Return every line below exactly as written.

[Input data]
"""
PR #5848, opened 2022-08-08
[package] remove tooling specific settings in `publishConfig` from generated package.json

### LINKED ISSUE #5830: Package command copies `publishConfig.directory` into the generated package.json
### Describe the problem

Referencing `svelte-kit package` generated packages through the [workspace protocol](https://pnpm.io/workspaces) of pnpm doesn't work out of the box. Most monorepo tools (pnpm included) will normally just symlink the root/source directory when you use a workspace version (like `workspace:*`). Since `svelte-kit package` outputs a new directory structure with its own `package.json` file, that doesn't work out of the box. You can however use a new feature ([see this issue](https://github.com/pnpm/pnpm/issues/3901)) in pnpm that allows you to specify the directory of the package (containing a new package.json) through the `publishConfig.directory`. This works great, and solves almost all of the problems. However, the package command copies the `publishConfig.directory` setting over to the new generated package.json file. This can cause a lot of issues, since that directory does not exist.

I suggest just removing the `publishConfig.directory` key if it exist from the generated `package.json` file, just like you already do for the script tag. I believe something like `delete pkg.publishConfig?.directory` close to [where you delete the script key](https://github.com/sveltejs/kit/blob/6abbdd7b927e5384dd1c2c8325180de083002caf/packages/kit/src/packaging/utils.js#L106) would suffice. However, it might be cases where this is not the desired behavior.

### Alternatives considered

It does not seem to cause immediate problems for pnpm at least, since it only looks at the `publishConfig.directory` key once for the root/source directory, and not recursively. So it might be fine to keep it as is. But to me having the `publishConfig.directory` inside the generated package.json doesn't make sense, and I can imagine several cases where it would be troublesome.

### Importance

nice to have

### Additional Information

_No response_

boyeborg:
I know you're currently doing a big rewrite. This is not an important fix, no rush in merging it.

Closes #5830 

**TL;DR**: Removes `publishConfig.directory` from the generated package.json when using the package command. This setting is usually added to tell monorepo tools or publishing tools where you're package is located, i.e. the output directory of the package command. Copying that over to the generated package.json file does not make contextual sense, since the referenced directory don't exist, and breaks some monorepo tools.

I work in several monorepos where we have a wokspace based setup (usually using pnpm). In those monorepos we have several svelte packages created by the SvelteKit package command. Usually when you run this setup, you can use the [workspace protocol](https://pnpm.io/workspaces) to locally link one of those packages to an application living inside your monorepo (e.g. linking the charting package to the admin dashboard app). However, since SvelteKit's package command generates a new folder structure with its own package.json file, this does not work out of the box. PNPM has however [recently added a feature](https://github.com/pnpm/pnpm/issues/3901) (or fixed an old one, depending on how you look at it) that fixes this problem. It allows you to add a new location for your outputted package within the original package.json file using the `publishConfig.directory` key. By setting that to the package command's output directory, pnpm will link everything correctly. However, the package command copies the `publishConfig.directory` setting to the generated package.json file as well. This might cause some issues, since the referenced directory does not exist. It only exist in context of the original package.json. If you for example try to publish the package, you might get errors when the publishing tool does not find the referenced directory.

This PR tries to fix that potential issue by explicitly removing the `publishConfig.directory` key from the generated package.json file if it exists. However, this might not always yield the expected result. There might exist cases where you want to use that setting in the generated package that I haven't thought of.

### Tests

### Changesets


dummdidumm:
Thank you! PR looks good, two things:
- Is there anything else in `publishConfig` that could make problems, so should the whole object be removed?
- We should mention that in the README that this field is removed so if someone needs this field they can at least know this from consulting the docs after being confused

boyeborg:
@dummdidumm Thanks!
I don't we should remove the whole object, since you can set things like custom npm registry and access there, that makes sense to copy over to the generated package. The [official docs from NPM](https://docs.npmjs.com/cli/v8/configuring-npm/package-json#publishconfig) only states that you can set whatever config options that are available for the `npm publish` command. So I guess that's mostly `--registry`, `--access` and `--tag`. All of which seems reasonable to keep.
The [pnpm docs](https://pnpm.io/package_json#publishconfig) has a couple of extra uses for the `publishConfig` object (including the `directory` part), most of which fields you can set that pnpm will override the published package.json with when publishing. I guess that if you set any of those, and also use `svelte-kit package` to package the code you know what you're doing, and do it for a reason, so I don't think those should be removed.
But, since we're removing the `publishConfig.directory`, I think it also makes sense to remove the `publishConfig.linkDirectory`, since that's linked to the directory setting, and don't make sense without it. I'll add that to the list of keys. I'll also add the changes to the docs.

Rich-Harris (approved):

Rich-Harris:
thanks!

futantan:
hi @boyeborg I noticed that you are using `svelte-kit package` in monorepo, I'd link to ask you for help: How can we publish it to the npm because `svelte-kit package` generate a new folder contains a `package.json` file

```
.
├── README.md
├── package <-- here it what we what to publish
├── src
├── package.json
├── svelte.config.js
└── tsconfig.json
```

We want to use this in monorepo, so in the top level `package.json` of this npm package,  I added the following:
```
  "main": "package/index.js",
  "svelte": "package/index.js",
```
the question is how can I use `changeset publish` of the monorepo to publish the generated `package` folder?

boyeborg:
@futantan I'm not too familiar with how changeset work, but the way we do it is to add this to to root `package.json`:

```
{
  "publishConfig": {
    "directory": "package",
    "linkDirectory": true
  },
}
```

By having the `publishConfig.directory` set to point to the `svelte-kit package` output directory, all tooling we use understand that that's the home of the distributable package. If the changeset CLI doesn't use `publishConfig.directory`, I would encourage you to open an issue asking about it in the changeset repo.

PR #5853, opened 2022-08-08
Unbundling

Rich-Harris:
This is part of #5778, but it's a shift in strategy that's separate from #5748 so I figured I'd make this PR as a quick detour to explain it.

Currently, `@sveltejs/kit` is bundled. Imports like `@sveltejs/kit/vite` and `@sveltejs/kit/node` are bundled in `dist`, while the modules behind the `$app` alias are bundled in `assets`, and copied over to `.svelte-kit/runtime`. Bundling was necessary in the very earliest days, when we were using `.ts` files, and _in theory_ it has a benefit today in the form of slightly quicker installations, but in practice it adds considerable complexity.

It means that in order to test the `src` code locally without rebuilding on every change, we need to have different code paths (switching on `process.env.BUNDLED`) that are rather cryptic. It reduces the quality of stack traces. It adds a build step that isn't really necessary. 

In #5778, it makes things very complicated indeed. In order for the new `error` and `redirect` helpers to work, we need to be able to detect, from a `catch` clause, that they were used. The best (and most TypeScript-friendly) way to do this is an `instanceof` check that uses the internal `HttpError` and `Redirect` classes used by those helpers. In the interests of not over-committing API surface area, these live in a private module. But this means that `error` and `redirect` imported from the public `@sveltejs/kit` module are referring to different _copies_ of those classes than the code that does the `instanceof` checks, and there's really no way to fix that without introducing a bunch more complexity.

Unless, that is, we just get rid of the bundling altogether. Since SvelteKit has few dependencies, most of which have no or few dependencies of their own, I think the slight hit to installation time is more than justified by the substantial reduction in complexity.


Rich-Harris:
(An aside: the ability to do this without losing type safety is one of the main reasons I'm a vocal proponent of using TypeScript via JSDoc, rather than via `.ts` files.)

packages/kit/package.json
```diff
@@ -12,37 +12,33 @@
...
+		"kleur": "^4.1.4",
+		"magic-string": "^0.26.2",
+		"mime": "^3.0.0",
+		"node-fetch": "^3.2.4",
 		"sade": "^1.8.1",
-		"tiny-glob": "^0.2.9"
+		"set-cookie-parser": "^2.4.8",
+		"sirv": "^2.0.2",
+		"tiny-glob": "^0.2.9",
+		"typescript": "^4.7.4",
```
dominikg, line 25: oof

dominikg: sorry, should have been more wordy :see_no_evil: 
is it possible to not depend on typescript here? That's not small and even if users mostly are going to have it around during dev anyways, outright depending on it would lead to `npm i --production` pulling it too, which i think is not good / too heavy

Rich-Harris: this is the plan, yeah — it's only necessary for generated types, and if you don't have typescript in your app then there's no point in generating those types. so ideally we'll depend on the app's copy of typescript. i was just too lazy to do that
"""
[Result for this exercise]
PR #5848, opened 2022-08-08
[package] remove tooling specific settings in `publishConfig` from generated package.json

### LINKED ISSUE #5830: Package command copies `publishConfig.directory` into the generated package.json
### Describe the problem

Referencing `svelte-kit package` generated packages through the [workspace protocol](https://pnpm.io/workspaces) of pnpm doesn't work out of the box. Most monorepo tools (pnpm included) will normally just symlink the root/source directory when you use a workspace version (like `workspace:*`). Since `svelte-kit package` outputs a new directory structure with its own `package.json` file, that doesn't work out of the box. You can however use a new feature ([see this issue](https://github.com/pnpm/pnpm/issues/3901)) in pnpm that allows you to specify the directory of the package (containing a new package.json) through the `publishConfig.directory`. This works great, and solves almost all of the problems. However, the package command copies the `publishConfig.directory` setting over to the new generated package.json file. This can cause a lot of issues, since that directory does not exist.

I suggest just removing the `publishConfig.directory` key if it exist from the generated `package.json` file, just like you already do for the script tag. I believe something like `delete pkg.publishConfig?.directory` close to [where you delete the script key](https://github.com/sveltejs/kit/blob/6abbdd7b927e5384dd1c2c8325180de083002caf/packages/kit/src/packaging/utils.js#L106) would suffice. However, it might be cases where this is not the desired behavior.

### Alternatives considered

It does not seem to cause immediate problems for pnpm at least, since it only looks at the `publishConfig.directory` key once for the root/source directory, and not recursively. So it might be fine to keep it as is. But to me having the `publishConfig.directory` inside the generated package.json doesn't make sense, and I can imagine several cases where it would be troublesome.

### Importance

nice to have

### Additional Information

_No response_

boyeborg:
I know you're currently doing a big rewrite. This is not an important fix, no rush in merging it.

Closes #5830 

**TL;DR**: Removes `publishConfig.directory` from the generated package.json when using the package command. This setting is usually added to tell monorepo tools or publishing tools where you're package is located, i.e. the output directory of the package command. Copying that over to the generated package.json file does not make contextual sense, since the referenced directory don't exist, and breaks some monorepo tools.

I work in several monorepos where we have a wokspace based setup (usually using pnpm). In those monorepos we have several svelte packages created by the SvelteKit package command. Usually when you run this setup, you can use the [workspace protocol](https://pnpm.io/workspaces) to locally link one of those packages to an application living inside your monorepo (e.g. linking the charting package to the admin dashboard app). However, since SvelteKit's package command generates a new folder structure with its own package.json file, this does not work out of the box. PNPM has however [recently added a feature](https://github.com/pnpm/pnpm/issues/3901) (or fixed an old one, depending on how you look at it) that fixes this problem. It allows you to add a new location for your outputted package within the original package.json file using the `publishConfig.directory` key. By setting that to the package command's output directory, pnpm will link everything correctly. However, the package command copies the `publishConfig.directory` setting to the generated package.json file as well. This might cause some issues, since the referenced directory does not exist. It only exist in context of the original package.json. If you for example try to publish the package, you might get errors when the publishing tool does not find the referenced directory.

This PR tries to fix that potential issue by explicitly removing the `publishConfig.directory` key from the generated package.json file if it exists. However, this might not always yield the expected result. There might exist cases where you want to use that setting in the generated package that I haven't thought of.

### Tests

### Changesets


dummdidumm:
Thank you! PR looks good, two things:
- Is there anything else in `publishConfig` that could make problems, so should the whole object be removed?
- We should mention that in the README that this field is removed so if someone needs this field they can at least know this from consulting the docs after being confused

boyeborg:
@dummdidumm Thanks!
I don't we should remove the whole object, since you can set things like custom npm registry and access there, that makes sense to copy over to the generated package. The [official docs from NPM](https://docs.npmjs.com/cli/v8/configuring-npm/package-json#publishconfig) only states that you can set whatever config options that are available for the `npm publish` command. So I guess that's mostly `--registry`, `--access` and `--tag`. All of which seems reasonable to keep.
The [pnpm docs](https://pnpm.io/package_json#publishconfig) has a couple of extra uses for the `publishConfig` object (including the `directory` part), most of which fields you can set that pnpm will override the published package.json with when publishing. I guess that if you set any of those, and also use `svelte-kit package` to package the code you know what you're doing, and do it for a reason, so I don't think those should be removed.
But, since we're removing the `publishConfig.directory`, I think it also makes sense to remove the `publishConfig.linkDirectory`, since that's linked to the directory setting, and don't make sense without it. I'll add that to the list of keys. I'll also add the changes to the docs.

Rich-Harris (approved):

Rich-Harris:
thanks!

futantan:
hi @boyeborg I noticed that you are using `svelte-kit package` in monorepo, I'd link to ask you for help: How can we publish it to the npm because `svelte-kit package` generate a new folder contains a `package.json` file

```
.
├── README.md
├── package <-- here it what we what to publish
├── src
├── package.json
├── svelte.config.js
└── tsconfig.json
```

We want to use this in monorepo, so in the top level `package.json` of this npm package,  I added the following:
```
  "main": "package/index.js",
  "svelte": "package/index.js",
```
the question is how can I use `changeset publish` of the monorepo to publish the generated `package` folder?

boyeborg:
@futantan I'm not too familiar with how changeset work, but the way we do it is to add this to to root `package.json`:

```
{
  "publishConfig": {
    "directory": "package",
    "linkDirectory": true
  },
}
```

By having the `publishConfig.directory` set to point to the `svelte-kit package` output directory, all tooling we use understand that that's the home of the distributable package. If the changeset CLI doesn't use `publishConfig.directory`, I would encourage you to open an issue asking about it in the changeset repo.

PR #5853, opened 2022-08-08
Unbundling

Rich-Harris:
This is part of #5778, but it's a shift in strategy that's separate from #5748 so I figured I'd make this PR as a quick detour to explain it.

Currently, `@sveltejs/kit` is bundled. Imports like `@sveltejs/kit/vite` and `@sveltejs/kit/node` are bundled in `dist`, while the modules behind the `$app` alias are bundled in `assets`, and copied over to `.svelte-kit/runtime`. Bundling was necessary in the very earliest days, when we were using `.ts` files, and _in theory_ it has a benefit today in the form of slightly quicker installations, but in practice it adds considerable complexity.

It means that in order to test the `src` code locally without rebuilding on every change, we need to have different code paths (switching on `process.env.BUNDLED`) that are rather cryptic. It reduces the quality of stack traces. It adds a build step that isn't really necessary. 

In #5778, it makes things very complicated indeed. In order for the new `error` and `redirect` helpers to work, we need to be able to detect, from a `catch` clause, that they were used. The best (and most TypeScript-friendly) way to do this is an `instanceof` check that uses the internal `HttpError` and `Redirect` classes used by those helpers. In the interests of not over-committing API surface area, these live in a private module. But this means that `error` and `redirect` imported from the public `@sveltejs/kit` module are referring to different _copies_ of those classes than the code that does the `instanceof` checks, and there's really no way to fix that without introducing a bunch more complexity.

Unless, that is, we just get rid of the bundling altogether. Since SvelteKit has few dependencies, most of which have no or few dependencies of their own, I think the slight hit to installation time is more than justified by the substantial reduction in complexity.


Rich-Harris:
(An aside: the ability to do this without losing type safety is one of the main reasons I'm a vocal proponent of using TypeScript via JSDoc, rather than via `.ts` files.)

packages/kit/package.json
```diff
@@ -12,37 +12,33 @@
...
+		"kleur": "^4.1.4",
+		"magic-string": "^0.26.2",
+		"mime": "^3.0.0",
+		"node-fetch": "^3.2.4",
 		"sade": "^1.8.1",
-		"tiny-glob": "^0.2.9"
+		"set-cookie-parser": "^2.4.8",
+		"sirv": "^2.0.2",
+		"tiny-glob": "^0.2.9",
+		"typescript": "^4.7.4",
```
dominikg, line 25: oof

dominikg: sorry, should have been more wordy :see_no_evil: 
is it possible to not depend on typescript here? That's not small and even if users mostly are going to have it around during dev anyways, outright depending on it would lead to `npm i --production` pulling it too, which i think is not good / too heavy

Rich-Harris: this is the plan, yeah — it's only necessary for generated types, and if you don't have typescript in your app then there's no point in generating those types. so ideally we'll depend on the app's copy of typescript. i was just too lazy to do that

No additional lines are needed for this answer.